A third eye which will kill you if you look into it.
Some more false tension is created as they make for the warp, with missiles, not torpedoes, being fired upon the escaping escort ship. There is still no mention made of a Gellar field, only void shields prior to firing upon the barge. 

Perhaps the lack of properly active Gellar field is what causes this: 
The room suddenly turned quiet, mouths grimaced in struggle as the pull of the Warp had taken hold of the small vessel.  Everything had felt weightless, breathless, and ice cold in that moment, the ship shaking violently all around from the sudden suction into the empyrean.  The weights of ceramite armor had felt like they were pushed into the ribcage of everyone aboard.  Hallock screamed from the pain, Xin's hand gripping hers in an effort to calm her down, but she too felt the same agony.  Uhl could feel the blood trickling from his nose and falling all over his legs, hands ready to break the steel he was holding before he went unconscious.  Andres fell to a knee, fighting with every iota of strength to get back up.  He knew making such an impromptu jump even with some preparation was going to be painful.  He quickly thanked the Emperor that Tenepht did not destroy them, but worried the Warp was going to take his place in eliminating them prematurely. 
 If this is what happens every time humans make a warp jump, I can understand why they feel so apprehensive about it.
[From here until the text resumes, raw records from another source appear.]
PR #4, opened 2024-05-22
Reorganize files into a flat structure

shainaraskas:
This PR reorganizes our files into a flat structure, and updates xrefs so all images and partials load as intended.

The flat structure is intended to:
- allow us to play with information architecture in future while minimizing file moves in the backend
- allow us to share certain resources that require relative paths easily
- adhere to the versioning structure we expect we will use (backporting TODO)

If we decide that this structure isn’t granular enough to navigate for our contributors, we can add additional subfolders later.

```
serverless      # the deployment type
├── pages       # mdx pages
├── images      # you get it
├── nav         # nav files for serverless
└── partials    # mdx included in other pages    
```

nb: the partials we currently have are only used in a single place. in my opinion, these could be integrated into the parent page.


docs/shared-features/project-settings/images/es-query-rule-action-summary.png
shainaraskas, line 1: duplicate

docs/shared-features/project-settings/images/es-query-rule-recovery-action.png
shainaraskas, line 1: duplicate

serverless/partials/generate-embeddings-widget.mdx
shainaraskas, line 1: not sure why this is detecting as a new file, but it's not letting me fix it

PR #51, opened 2024-08-22
Fix API feedback template

lcawl:
This PR fixes the following error that was occurring for the API feedback template: 

```
There is a problem with this template
body[1]: options must not include booleans. Please wrap values such as 'yes', and 'true' in quotes.
```
[Learn more about this error.](https://docs.github.com/communities/using-templates-to-encourage-useful-issues-and-pull-requests/common-validation-errors-when-creating-issue-forms#bodyi-options-must-not-include-booleans-please-wrap-values-such-as-yes-and-true-in-quotes)


kilfoyle (approved):
LGTM! 🐇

But here's the thing. It isn't. WalkingMaelstrom is trying and failing to create tension in this scene. A sudden jump to warp is utterly dependent on the Navigator and the warp engines being online, not whether a course is properly plotted. That is very hard to do in the warp. Why do you think ships get lost? It's because whatever trail they were following, disappeared; whatever course they had plotted, vanished. 
Adding to the fun is that this jump is a paltry 10 light years. Jumping a hundred times as far in one go is not unheard of in Imperial history. Especially considering that the galaxy is 100,000 light years across. 10 light years is fucking nothing. 

But that is not the best part. 

The best part is that even the Lady Inquisitor, the pariah is affected by this jump! 
She had undergone many warp jumps, but this in particular was horrifying to her and the others.  Mayhap it was the desperation to do so or the situation altogether that made it that way, this tiny craft enduring the tempestuous Warp.  
The tiny, mile and a half long ship is apparently shaking apart at the seams. And her abilities can shield them all, while not making the ship rattle less? Where is the logic in this? Please tell me, because it has been missing for over 400 pages now! 
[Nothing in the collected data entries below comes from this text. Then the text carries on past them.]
PR #182, opened 2024-11-07
Fix stateful vs serverless attribute conflicts

colleenmcginnis:
Removes attribute `include`s in `index*.asciidoc` files that are subsections of the new Serverless book. These files will inherit attributes from [`serverless/index.asciidoc`](https://github.com/elastic/docs-content/blob/main/serverless/index.asciidoc?plain=1).

h/t @leemthompo for pointing out incorrect attribute values on rendered pages!


colleenmcginnis:
run docs-build

colleenmcginnis:
For the reviewer: You can see the result of this change by going to [this diff](https://github.com/elastic/built-docs/compare/master...docs-content_bk_182) in the built-docs repo or looking at [diff page](https://docs-content_bk_182.docs-preview.app.elstc.co/diff) and comparing the preview link to the production link:

https://github.com/user-attachments/assets/3580ac0d-ebb9-4e71-a275-98f6c66dba6f

serverless/index-serverless-devtools.asciidoc
```diff
@@ -1,8 +1,3 @@
-:doctype: book
-
-include::{asciidoc-dir}/../../shared/versions/stack/master.asciidoc[]
-include::{asciidoc-dir}/../../shared/attributes.asciidoc[]
-
 [[devtools-developer-tools]]
```
colleenmcginnis, line 1:
```suggestion
// Attributes used in files included here come from
// https://github.com/elastic/docs-content/blob/main/serverless/index.asciidoc?plain=1#L3-L37

[[devtools-developer-tools]]
```

serverless/index-serverless-elasticsearch.asciidoc
```diff
@@ -1,8 +1,3 @@
-:doctype: book
-
-include::{asciidoc-dir}/../../shared/versions/stack/master.asciidoc[]
-include::{asciidoc-dir}/../../shared/attributes.asciidoc[]
-
 [[what-is-elasticsearch-serverless]]
```
colleenmcginnis, line 1:
```suggestion
// Attributes used in files included here come from
// https://github.com/elastic/docs-content/blob/main/serverless/index.asciidoc?plain=1#L3-L37

[[what-is-elasticsearch-serverless]]
```

serverless/index-serverless-general.asciidoc
```diff
@@ -1,8 +1,3 @@
-:doctype: book
-
-include::{asciidoc-dir}/../../shared/versions/stack/master.asciidoc[]
-include::{asciidoc-dir}/../../shared/attributes.asciidoc[]
-
 [[intro]]
```
colleenmcginnis, line 1:
```suggestion
// Attributes used in files included here come from
// https://github.com/elastic/docs-content/blob/main/serverless/index.asciidoc?plain=1#L3-L37

[[intro]]
```

serverless/index-serverless-project-settings.asciidoc
```diff
@@ -1,8 +1,3 @@
-:doctype: book
-
-include::{asciidoc-dir}/../../shared/versions/stack/master.asciidoc[]
-include::{asciidoc-dir}/../../shared/attributes.asciidoc[]
-
 [[project-and-management-settings]]
```
colleenmcginnis, line 1:
```suggestion
// Attributes used in files included here come from
// https://github.com/elastic/docs-content/blob/main/serverless/index.asciidoc?plain=1#L3-L37

[[project-and-management-settings]]
```

colleenmcginnis (commented):
If the comment below would be a helpful reminder, we can add it to each index file.

leemthompo:
@colleenmcginnis there'll be just a couple of smelly ones with this change, see [this grep](https://github.com/search?q=repo%3Aelastic%2Fdocs-content+%22serverless+%7Bes%7D%22&type=code) I wonder if we need to still have a bare attribute for simply "Elasticsearch"?

leemthompo:
But could also just be cleaned up in follow up by ES writers!

colleenmcginnis:
It's up to you and your team. If you want separate attributes for serverless and stateful, you could create two unique keys with unique values and update throughout the docs as you see fit. 

Note: This is not unique to the move to AsciiDoc. There was only [one value for the `es` variable in the docs-site repo](https://github.com/elastic/docs-site/blob/main/config/variables/terms.js#L13), too, so it was probably rendering strangely in the Docsmobile docs, too. 🤷

leemthompo:
I need to look at this again tomorrow because too late for my feeble brain 😵‍💫. But I fear it might be a cognitive ouchy to have the same attribute do different things whether we're working in the serverless book or not, but yeah it's not a huge deal anyways. We had `es-serverless` but I don't think we were consistent one way or another.

lcawl:
With respect to the attributes that we're overloading in https://github.com/elastic/docs-content/blob/7602ddbdb3de8fe99b0850423c308f85e2952d6d/serverless/index.asciidoc?plain=1#L31

1) `serverless-full` and `serverless-short` is just a capitalization difference, so I think we should just synch on one and define it only in the docs repo
2) Likewise I think we should find out which of the "Elasticsearch Serverless" or "Elasticsearch on serverless" is preferred and sync on that for `es-serverless`. If there's really a necessary difference here, IMO we'd add a new attribute for it in the docs repo.
3) For the overloaded `es` attribute, of which there are 202 occurrences in the docs-content repo, I think we should review those occurrences and change them to `es-serverless` if appropriate then remove this override.
3) For the overloaded `observability` and `security` attributes, I'd recommend creating `obs-serverless` and `sec-serverless` (or some such variation) in the shared attributes in the docs repo, then using them appropriately. There were 6 occurrences of `{observability}` and 0 occurrences of `{security}` in docs-content, but I didn't dig into the other repos.

colleenmcginnis:
Do we want the ability to use the same source content for both stateful and serverless docs when the only difference between the content is the product names? If yes, I think it makes sense to have one attribute key that has two values depending on the context.

(An aside: If we were to consolidate serverless and stateful docs into a single file, which product name would we use?)

lcawl:
> Do we want the ability to use the same source content for both stateful and serverless docs when the only difference between the content is the product names? 

I would hope we don't have any pages where that's true, since if there aren't any differences other than the product names it's not worth having two pages IMO. Maybe this exists in the short-term book-based context but ideally not in the long term.

> (An aside: If we were to consolidate serverless and stateful docs into a single page, which product name would we use?)

I think this is the kind of exercise we need to try with real examples, since IMO you could go for the most generic names or most specific names depending on the context.

For something very high-level and conceptual like https://www.elastic.co/guide/en/kibana/current/alerting-getting-started.html and https://www.elastic.co/guide/en/serverless/current/rules.html, there's no real difference in its behaviour across these contexts, so the most general possible references would work IMO.

For something lower-level like https://www.elastic.co/guide/en/cloud/current/ec-invite-users.html and https://www.elastic.co/guide/en/serverless/current/general-manage-access-to-organization.html, I think we'd use the most specific product/solution/deployment names to call out any differences (though in this case I think they're pretty much identical too).

colleenmcginnis:
>Maybe this exists in the short-term book-based context but ideally not in the long term.

Yea, I guess I was thinking in the short term as we try to prepare for what's next, but are still waiting for v3 to be ready. But, if we don't want to consolidate any source files while we wait, I guess it's worth the effort to look at each instance of `es`, `observability`, and `security` to determine which should be changed to a `*-serverless` alternative. I'll leave it to each team to do that on their section of the docs.

Proposed next steps:

* [ ] I'll open a PR in /docs to add `es-serverless`, `observability-serverless`, and `security-serverless` attributes.
* [ ] @elastic/platform-docs: You can use this PR if you'd like to determine which `es` / `observability` / `security` instances should be changed to the `*-serverless` version throughout all docs-content content.
* [ ] @elastic/obs-docs: I'll use https://github.com/elastic/observability-docs/pull/4487 to determine which `es` / `observability` / `security` instances should be changed to the `*-serverless` version throughout all observability-docs content.
* [ ] @elastic/security-docs: You can open a fresh PR to determine which `es` / `observability` / `security` instances should be changed to the `*-serverless` version throughout all security-docs content.

lcawl:
I've added a commit to remove the redundant variables after https://github.com/elastic/docs/pull/3109 was merged.

leemthompo:
Apologies if I haven't caught up fully here haven't been able to dig in but here are some thoughts

> 1. serverless-full and serverless-short is just a capitalization difference, so I think we should just synch on one and define it only in the docs repo

This isn't a capitalization issues AFAICT it's `Elastic Cloud Serverless` versus `Serverless`.
I don't think we need to capitalize serverless when it's isolated so I think we can potentially remove both of these.

> Likewise I think we should find out which of the "Elasticsearch Serverless" or "Elasticsearch on serverless" is preferred and sync on that for es-serverless. If there's really a necessary difference here, IMO we'd add a new attribute for it in the docs repo.

I think it's "Elasticsearch Serverless" so we should stick to that one IMO.

> For the overloaded es attribute, of which there are 202 occurrences in the docs-content repo, I think we should review those occurrences and change them to es-serverless if appropriate then remove this override.

There are few cases where we just need bare `Elasticsearch` so I'd vote for replacing all `{es}`s with `{es-serverless}`s removing the override, and ES writers can fix up any stragglers over time. We're going to be doing a lot of cleanup there in the next week or so anyways.

leemthompo:
> I'd vote for replacing all {es}s with {es-serverless}s and removing the override, and ES writers can fix up any stragglers over time

I can do this on Monday :)

colleenmcginnis:
Oh gosh this is getting so confusing 😵‍💫 

>>serverless-full and serverless-short is just a capitalization difference, so I think we should just synch on one and define it only in the docs repo
>
>This isn't a capitalization issues AFAICT it's Elastic Cloud Serverless versus Serverless.

I think Lisa was referring to:
* `serverless-full`: 
  * ✅  [`serverless-full` = `Elastic Cloud Serverless`](https://github.com/elastic/docs-site/blob/main/config/variables/terms.js#L7) (Docsmobile pre-migration)
  * ❌  [`serverless-full` = `Elastic Cloud serverless`](https://github.com/elastic/docs/blob/6a83930d88594a79816acef1fb43dcb94d069d35/shared/attributes.asciidoc#L184) (AsciiDoc pre-migration)
* `serverless-short`:
  * ✅  [`serverless-short` = `Serverless`](https://github.com/elastic/docs-site/blob/main/config/variables/terms.js#L8) (Docsmobile pre-migration)
  * ❌  [`serverless-short` = `serverless`](https://github.com/elastic/docs/blob/6a83930d88594a79816acef1fb43dcb94d069d35/shared/attributes.asciidoc#L186) (AsciiDoc pre-migration)

In https://github.com/elastic/docs/pull/3109/files we updated the AsciiDoc values to match the Docsmobile values. 

>I don't think we need to capitalize serverless when it's isolated

It looks like you (@leemthompo) updated the `serverless-short` value to be capitalized a couple weeks ago in https://github.com/elastic/docs-site/pull/49. 😝

leemthompo:
😵‍💫 Here's some more words to add to this salad:

- I don't think we need a variable for the term `serverless` and I also don't think we ever need to capitalize `Serverless` on its own.
- I think "Elastic Cloud Serverless" is the correct capitalization, but I don't like the `serverless-full` variable because it's not immediately clear to an arbitrary contributor what this refers to. Maybe `elastic-serverless` is better.

leemthompo:
> It looks like you  updated the serverless-short value to be capitalized a couple weeks ago

That's water under the bridge. Those were simpler times.

leemthompo (approved):
I think we can all scatter and revisit our use of attributes in our content sets separately?

colleenmcginnis:
Sure. If you don't want to make any other updates here, feel free to merge.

What this entire warp jump sequence does is just hammer home what total disregard WalkingMaelstrom has for the source material, and how lazy he is. Of all the things in 40k, one of the most documented is warp travel, having changed very little since the mid-90s in terms of lore. I don't know if he is just lazy or stupid. Most likely a combination of both. 
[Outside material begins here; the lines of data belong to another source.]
PR #241, opened 2024-12-12
Update Java client docs (there's no serverless version)

swallez:
This PR updates the Java client docs to reflect the fact that there is no dedicated Java client for ES Serverless.

PR #242, opened 2024-12-12
Recommend stack Elasticsearch Python client

pquentin:
Relates https://github.com/elastic/docs-content/pull/241. There's a Python Elasticsearch serverless client (https://github.com/elastic/elasticsearch-serverless-python), but we're planning to deprecate it.

### DIFF
--- a/serverless/pages/clients-python-getting-started.asciidoc
+++ b/serverless/pages/clients-python-getting-started.asciidoc
@@ -4,20 +4,24 @@
 // :description: Set up and use the Python client for {es3}.
 // :keywords: serverless, elasticsearch, python, how to
 
+This page guides you through the installation process of the Python
+client, shows you how to initialize the client, and how to perform basic
+{es} operations with it.
+
+See the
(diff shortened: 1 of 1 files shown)


leemthompo (approved):
LGTM!

leemthompo:
@pquentin sorry I approved a little hastily, perhaps we should add an IMPORTANT note for users who happen to use the existing serverless client that we recommend using the classic client?

pquentin:
We could, however there's near-zero usage of the serverless client today anyway. I was thinking more about adding a deprecation warning in the client itself.

leemthompo:
> We could, however there's near-zero usage of the serverless client today anyway. I was thinking more about adding a deprecation warning in the client itself.

OK that sounds reasonable! In that case should we update the title of this page to remove serverless mention? 

> Get started with the ~serverless~ Python client

pquentin:
Oops, definitely! Thanks, fixed it.

leemthompo (approved):
Thanks!

PR #256, opened 2025-01-09
Fix issues on client subpages before consolidating

marciw:
I'm working on a PR to consolidate the client subpages in the serverless docs and point to the standard/stack clients instead. In the meantime, quick-fixing some issues that crept in with other early PRs in this effort:
- Remove (now inaccurate) serverless banner on the Go subpage
- Remove repository links to avoid conflicts with pointers to standard clients
- Match Java subpage title, mostly for brevity in the left nav


shainaraskas (approved):
LGTM!

PR #298, opened 2025-02-03
Fix incorrectly mapped troubleshooting page

marciw:
Removing a page that shouldn't have been mapped to a new v3 page (instead, it will be used in `index.md` in a many-to-one way, as part of refining/writing)

part of (but does not close) https://github.com/elastic/docs-projects/issues/402


shainaraskas (dismissed):
good to go, but

pls rebase in like 30 min after [this is merged](https://github.com/elastic/docs-content/pull/315) to make sure this isn't breaking links

shainaraskas:
image

shainaraskas (approved):

PR #302, opened 2025-02-04
Test preview

reakaleek:


reakaleek:
@Mpdreamz for some reason the upload-artifact step shows 0s.

But when I watched it "live", the upload took ~40s and the download took ~20s.

Hence, this adds roughly 1 minute. Which is fine IMO for now. We can definitely revisit this if the time grows.

I think we should maybe monitor it somehow.

Mpdreamz:
Aye at least we still fail fast on the build itself.

PR #344, opened 2025-02-05
Update name for 'Elasticsearch Service'

kilfoyle:
According to the last naming update I've seen, `Elasticsearch Service` is now `Elastic Cloud Hosted`. 

The `{{ess}}` attribute has been carried over into the migrated docs, I think it makes sense to continue using this attribute with the new name.

CC @eedugon, @kosabogi, @shainaraskas  since I know you've been working on what were the Cloud docs.

### DIFF
--- a/docset.yml
+++ b/docset.yml
@@ -153,7 +153,7 @@ subs:
   apm-php-ref-v:   "https://www.elastic.co/guide/en/apm/agent/php/{{apm-php-branch}}"
   ecloud:   "Elastic Cloud"
   esf:   "Elastic Serverless Forwarder"
-  ess:   "Elasticsearch Service"
+  ess:   "Elastic Cloud Hosted"
   ece:   "Elastic Cloud Enterprise"
   eck:   "Elastic Cloud on Kubernetes"
   serverless-full:   "Elastic Cloud Serverless"


shainaraskas (approved):
lgtm. we might want to add another one that matches the new acronym (`ech`) for ease of use for contributors as well but can do that separately

shainaraskas (changes requested):
actually, sorry. thinking for one more second about this. we can't do this because ESS used to have only one meaning, but now it's represented by two concepts - Elastic Cloud and Elastic Cloud Hosted

shainaraskas:
I suggest that we add a new dedicated variable and start using it instead to avoid confusion

kilfoyle:
> I suggest that we add a new dedicated variable and start using it instead to avoid confusion

@shainaraskas  Okay. I've added a new variable instead. I guess the existing "ESS" attributes will all need to be reviewed or replaced en masse.

florent-leborgne:
+1 with adding a new variable and "deprecating" the old one. {{ess}} will need to be replaced by either {{ecloud}} or the new {{ech}} in the sources. I think the content refinement we're doing now as part of the migration is a good opportunity to do that accurately. 

With the recent addition of serverless, it might even be wise to check that existing {{ecloud}} occurrences are correct and aren't just meant to designate {{ech}}

florent-leborgne (approved):
Nice to have this as an option now!

shainaraskas (approved):
ty!!

PR #386, opened 2025-02-10
[troubleshoot] Link clean up

colleenmcginnis:
Cleans up links including:

* Fixing links that used `.md` instead of `.html` in the migration process.
* Fixing links that lost prefixes during the sorting process.
* Replacing links to AsciiDoc pages that redirect on the current docs site.


marciw (approved):
whoops, missed this 🐌  LGTM!

PR #393, opened 2025-02-11
update email doc changed

eedugon:
Per conversation with @shainaraskas we are splitting the content into multiple sub-sections as we had multiple procedures all together.

Closes https://github.com/elastic/docs-projects/issues/291


shainaraskas (approved):
perf

PR #1109, opened 2025-04-11
move restrictions doc up a level

shainaraskas:
found a cloud restrictions doc, but all of the content only applies to cloud hosted, so I nested it in the cloud hosted section

also did some spot cleanup of the ecloud overview while I was checking for an x-link to the page


marciw (approved):
pesky build error? otherwise LGTM

PR #1121, opened 2025-04-14
eck_version, eck_release_branch and eck_helm_minimum_version subs

eedugon:
ECK substitutions applied, using current asciidoc (2.16) substitutions as reference.

`eck_helm_minimum_version` is an improvement as the minimum supported helm version appeared hardcoded in multiple docs.

Note that in the current asciidoc we also have a substitution like `eck_github: https://github.com/elastic/cloud-on-k8s` not used here. If that's considered useful I can apply it everywhere also.

Pending to determine if we should add also `eck_crd_version` the same way it was used in original asciidoc files.


docset.yml
```diff
@@ -272,6 +272,8 @@ subs:
   kib-pull:   "https://github.com/elastic/kibana/pull/"
   stack-version: "9.0.0"
   eck_version: "3.0.0"
+  eck_release_branch: "3.0"
+  eck_helm_minimum_version: "3.2.0"
```
barkbay, line 276: IIUC these fields are going to be maintained by the ECK team? If it is the case we should update our release issue template: https://github.com/elastic/k8s-dev/blob/main/.github/ISSUE_TEMPLATE/release-issue-template.md

deploy-manage/upgrade/orchestrator/upgrade-cloud-on-k8s.md
shainaraskas, line 1: on this page, there's a visible variable (this is likely my fault). could you clean it up while you're here?

image

shainaraskas: image

eedugon: of course!

eedugon: should be solved now.

docset.yml
barkbay: > Do you want me to write a PR or an issue to update your k8s-dev releases template? Although I'm not familiar with your overall releasing procedure.

I update the last step in the release process to not forget to update this template. See the last step in the "Post release" section [here](https://github.com/elastic/k8s-dev/issues/523).

eedugon: perfect! In that template I still see mentions to the old `asciidoc` files and not to the new markdown docs.
Remember that now we don't use the asciidoc system anymore and some of the docs that appear in the template doesn't exist in `main`.

kvalliyurnatt: Thanks @eedugon and @barkbay  I will make sure the references to asciidoc are updated and also will add the other changes to the releasee template

eedugon: perfect @kvalliyurnatt, thanks! If you need any help or information from my side about new docs system or when to touch the old `asciidoc` files (available only for 2.x branches), ping me in private!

Speaking of lazy, another word (or rather phrase) that has to be added to the growing list of such that WalkingMaelstrom uses repeatedly is "minutes that felt like hours". There was one in Divination and one in Rumination. Oh, and the Navigator, unlike most of his kin, performs his duties standing up and with his Eye revealed for all to see. Not secluded from the rest of the crew, sitting reclined in a chair. What. The. Fuck? 

The group of dolts make their escape, none worse for wear, no-one actually dead, and we end the whole part on Tenepht acting like most cartoon villains: he blames Judias for what is obviously his own laxity in apprehending the escapees. 
"Listen to me, and listen well, Inquisitor Eriu Judias.  This escape of that blasted bitch is your failure and everyone else's here.  This throws everything I had worked for into jeopardy."  He then threw her onto the cold deck, the coughing and hacking filling the room.  "Into jeopardy!  Everything!"
She fought the pain to get a word out as the boot steps approached. "M-m-mm-my Lord…I…"
He knelt down with hand placed firmly on her pulled hair.  "You…will find them.  You will gather your finest men and women, and you will find them.  You will find out where they are going, what they are doing, who aided them, everything!  You will exact my punishment unto them with your hands!  Do you understand?"
"Y-yes…yes my Lord."
He flung her across the floor a good few meters where she collided with a column, coughing up blood as she lay there.  "Good."  He turned to the rest of the crew.  "I expect the same of you.  Find the traitors and bring them to me.  I have already dealt with enough failure.  The next time I have to, reprimand will be permanent!" 
I wish I could say the same about our author and Vect's and mine dittos, Tenepht. I really do. 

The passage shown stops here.